OPINION

OPINION | JOHN BRUMMETT: Urgency? Meh ...

Suddenly we're an epicenter in Arkansas, where politics is making thousands of people sick, putting scores in the hospital, and killing several.

Illnesses are occurring in increasing numbers locally because of a more-contagious coronavirus variant and because conservative people--presumably mostly Trumpsters, who infest Arkansas widely--have boycotted vaccinations for reasons centering on suspicion and resentment.

It's a statistical fact that, almost uniformly, Donald Trump states in 2020 have lower vaccination rates than Joe Biden states. It's not a direct overlap that 62 percent of Arkansas voters favored Trump in the last election and 60 percent of adult Arkansans are unvaccinated. But that's far more than an incidental overlap, to be sure.

Many of the great unvaccinated conservatives scoff at liberals and scientists who espouse the concept that people instead of God can change the climate. And they get their backs up at the notion that these same sources try to force them to give up their cussed independence and submit to a government injection.

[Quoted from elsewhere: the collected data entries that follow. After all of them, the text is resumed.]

PR #8, opened 2018-07-29
Add documentation on caddy

Wqrld:
I thought this would be useful, suggestions are welcome.

### DIFF
--- a/panel/webserver_configuration.md
+++ b/panel/webserver_configuration.md
@@ -50,3 +50,49 @@ sudo ln -s /etc/apache2/sites-available/pterodactyl.conf /etc/apache2/sites-enab
 sudo a2enmod rewrite
 systemctl restart apache2
 ```
+
+## Caddy
+Caddy is a webserver with automatic https, this may come handy when you don't want to remake your ssl certificates every 90 days.
+::: danger
+Caddy is incompatible with other webservers, if you plan on running other websites on your panel you will have to add them to caddy too.
+:::
+/etc/caddy/Caddyfile:
+``` json
+panel.yourdomain.com {
+    # Set the directory root
+    root /var/www/pterodactyl/public
+    # Let caddy know where fastcgi is for php, edit "7.2" to your php-fpm version
+    fastcgi / /run/php/php7.2-fpm.sock php
+    # rewrite all requests to index.php, this is required for how pterodactyl works
+    rewrite {
+        to {path} {path}/ /index.php
+}
+```
+to turn it on:
+``` bash
+caddy -conf Caddyfile
+```
+To run caddy in the background use systemD
+``` bash
+
+cat <<EOF > /etc/systemd/system/caddy@.service
+[Unit]
+Description=Caddy HTTP/2 web server %I
+Documentation=https://caddyserver.com/docs
+After=network.target
+
+[Service]
+User=%i
+Environment=STNORESTART=yes
+ExecStart=/usr/sbin/caddy -agree=true -conf=/etc/caddy/Caddyfile
+Restart=on-failure
+
+[Install]
+WantedBy=multi-user.target
+EOF
+```
+reload the systemd daemon: `systemctl daemon-reload`
+start the service: `systemctl start caddy@root`
+enable it (to start it automatically on boot): `systemctl enable caddy@root`
+to restart it: `systemctl restart caddy@root`
+For more documentation on how to use the caddy webserver, go here https://caddyserver.com/docs.
--- a/panel/webserver_configuration.md
+++ b/panel/webserver_configuration.md
@@ -83,7 +83,7 @@ After=network.target
 [Service]
 User=%i
 Environment=STNORESTART=yes
-ExecStart=/usr/sbin/caddy -agree=true -conf=/etc/caddy/Caddyfile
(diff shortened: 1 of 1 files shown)


panel/webserver_configuration.md
```diff
@@ -50,3 +50,48 @@ sudo ln -s /etc/apache2/sites-available/pterodactyl.conf /etc/apache2/sites-enab
...
+/etc/caddy/Caddyfile:
+``` json
+panel.yourdomain.com {
+    # Set the directory root
+    root /var/www/pterodactyl/public
+    # Let caddy know where fastcgi is for php, edit "7.2" to your php-fpm version
+    fastcgi / /run/php/php7.2-fpm.sock php
+    # rewrite all requests to index.php, this is required for how pterodactyl works
+    rewrite {
+        to {path} {path}/ /index.php
```
DaneEveritt: This seems to be missing a closing brace?

panel/webserver_configuration.md
```diff
@@ -50,3 +50,48 @@ sudo ln -s /etc/apache2/sites-available/pterodactyl.conf /etc/apache2/sites-enab
...
+}
+```
+to turn it on:
+``` bash
+caddy -conf /etc/caddy/Caddyfile
+```
+To run caddy in the background use SystemD
+``` bash
+cat <<EOF > /etc/systemd/system/caddy@.service
```
DaneEveritt: Is this actually the correct syntax for writing to the file? It seems incorrect.

panel/webserver_configuration.md
```diff
@@ -50,3 +50,48 @@ sudo ln -s /etc/apache2/sites-available/pterodactyl.conf /etc/apache2/sites-enab
...
+User=%i
+Environment=STNORESTART=yes
+ExecStart=/usr/local/bin/caddy -agree=true -conf=/etc/caddy/Caddyfile
+Restart=on-failure
+
+[Install]
+WantedBy=multi-user.target
+EOF
+```
+reload the systemd daemon: `systemctl daemon-reload`
```
DaneEveritt: Please clean up these instructions, they do not match the rest of the documentation, and a majority of them are unnecessary. We do not teach people how to use dependencies in this documentation, so things like how to restart the webserver or start it shouldn't be included unless they are relevant to the process itself.

panel/webserver_configuration.md
Wqrld: this was way you could just fill it into your bash shell, i've changed it to what should be in the file.

panel/webserver_configuration.md
Wqrld: yes, missed that while copying from my own setup

panel/webserver_configuration.md
```diff
@@ -50,3 +50,47 @@ sudo ln -s /etc/apache2/sites-available/pterodactyl.conf /etc/apache2/sites-enab
...
 systemctl restart apache2
 ```
+
+## Caddy
+Caddy is a webserver with automatic https, this may come handy when you don't want to remake your ssl certificates every 90 days.
+::: danger
+Caddy is incompatible with other webservers, if you plan on running other websites on your panel you will have to add them to caddy too.
+:::
+/etc/caddy/Caddyfile:
+``` json
```
DaneEveritt: This isn't JSON, just do the backticks without anything since its basically just curly text.

panel/webserver_configuration.md
```diff
@@ -50,3 +50,47 @@ sudo ln -s /etc/apache2/sites-available/pterodactyl.conf /etc/apache2/sites-enab
...
+    rewrite {
+        to {path} {path}/ /index.php
+            }
+}
+```
+to turn it on:
+``` bash
+caddy -conf /etc/caddy/Caddyfile
+```
+To run caddy in the background use SystemD
```
DaneEveritt: Can you word this like the nginx section in terms of where to place the file at? (also, not bash below, just text)

DaneEveritt:
@parkervcp could you take a peek at this, I believe you have experience with caddy. Looks fine to me, but I've never used it.

panel/webserver_configuration.md
```diff
@@ -50,3 +50,54 @@ sudo ln -s /etc/apache2/sites-available/pterodactyl.conf /etc/apache2/sites-enab
...
+WantedBy=multi-user.target
+```
+
+```
+# reload the systemd daemon:
+systemctl daemon-reload
+# start the service:
+systemctl start caddy@root
+# enable it (to start it automatically on boot):
+systemctl enable caddy@root
```
schrej: Why would you be starting caddy as root 🤔

parkervcp:
the config part should be a snippet instead of being in the doc. Match the rest at least. I will look at the config later when I can though.

panel/webserver_configuration.md
Wqrld: This looked the best to me as it seems to need a user and there is no good default username on linux as far as i am aware.
(didn't want to have an automatic $current-user thing)

lancepioch: IIRC Apache and Nginx both create their own users to run the web server as.

Maybe just create the user for them `useradd -M -s /bin/false caddy`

They simply shall not be herded.

They see no urgent need to head off what seems to them mostly to kill old, fat and sick people. Smallpox and polio this ain't, they think.

They say the liberals are just using it to scare people into a socialist state.

When Biden said last week that we need to take the vaccines to the people, maybe even go door-to-door, some of these anti-vaccination people saw government invasion and coercion, kind of like an official taking of names.

Local liberals are aghast that people around them won't do humankind the simple favor of getting an easy and safe vaccine to spare hospitals and save lives. And many of them choose to blame Gov. Asa Hutchinson.

That's fair enough, considering that he is ultimately responsible. But I deem him not quite so singularly blame-worthy.

He's hampered substantively by lame-duck status, by a Legislature that has restricted his executive authority, and by a population widely finding more virtue in individual stubbornness than collective compassion and cooperation.

A mask mandate, no matter the magnitude of a re-emerging crisis, is now against the law in Arkansas. That's thanks to the recent legislative session, both to the legislators who made the law and the voters who dispatched the legislators.

Just last week, extremist Republican state Sen. Trent Garner tweeted, "The most dangerous part of #COVID19 isn't the virus. It is the massive expansion of power the government took under the guise of 'safety.' ... Guns are next."

I can't imagine why the government would want to keep you well and then take your gun. It seems to me your gun would be easier to take if you were on a ventilator or dead.

But I do fault Hutchinson for his non-inspirational tone. His ever-cautious calculation and ever-measured restraint have consistently belied any vital sense of urgency.

If he's tweeted it once, Hutchinson has tweeted a hundred times that the only solution to public health concerns is for everyone to get vaccinated, so people should try to remember to get a shot if it's not too much trouble. I overstate the obsequiousness only slightly.

Only on Tuesday, and only after Biden made the recommendation nationally, did Hutchinson announce his calling of community town halls around the state to try to disabuse people of misinformed suspicions or resentments.

The first meeting was Thursday evening in Cabot, a conservative hotbed. I drove over to see if anybody would show up and what would be said by him and them.

It was a non-event.

About 150 people showed up. Several responsible people in the local community--a principal, two nurse practitioners, a school nurse and a physician's assistant--shared their lamentations about confronting so many anti-vaccine myths.

I wanted to hear somebody stand up and espouse those myths and watch to see if the governor could work up tones of urgency in explaining the nonsense. That would have done a world of good on the 10 o'clock news.

Alas, all I got was Asa rolling his eyes as he read an email forwarded to him earlier in the day from somebody saying the government vaccine drive was mind control and that the virus was transmitted in mask material.

Maybe something will yet come from this evening of understatement. The health-care professionals said they need piles of printed material deconstructing the myths. The governor's office made a note.

Otherwise, the meeting offered one deft euphemism.

Hutchinson pointed out the high vaccination rates in larger and northeastern states and lower vaccination rates in southern states. He said it must be a matter of distrust of government being more pronounced in the South and of citizens living in sparse populations not worrying as much about viral spreading as people bunched up in urban areas.

Why do I call that euphemistic? It's that it's just a veiled way of phrasing the tragedy of the Trumpian South politicizing this generational challenge.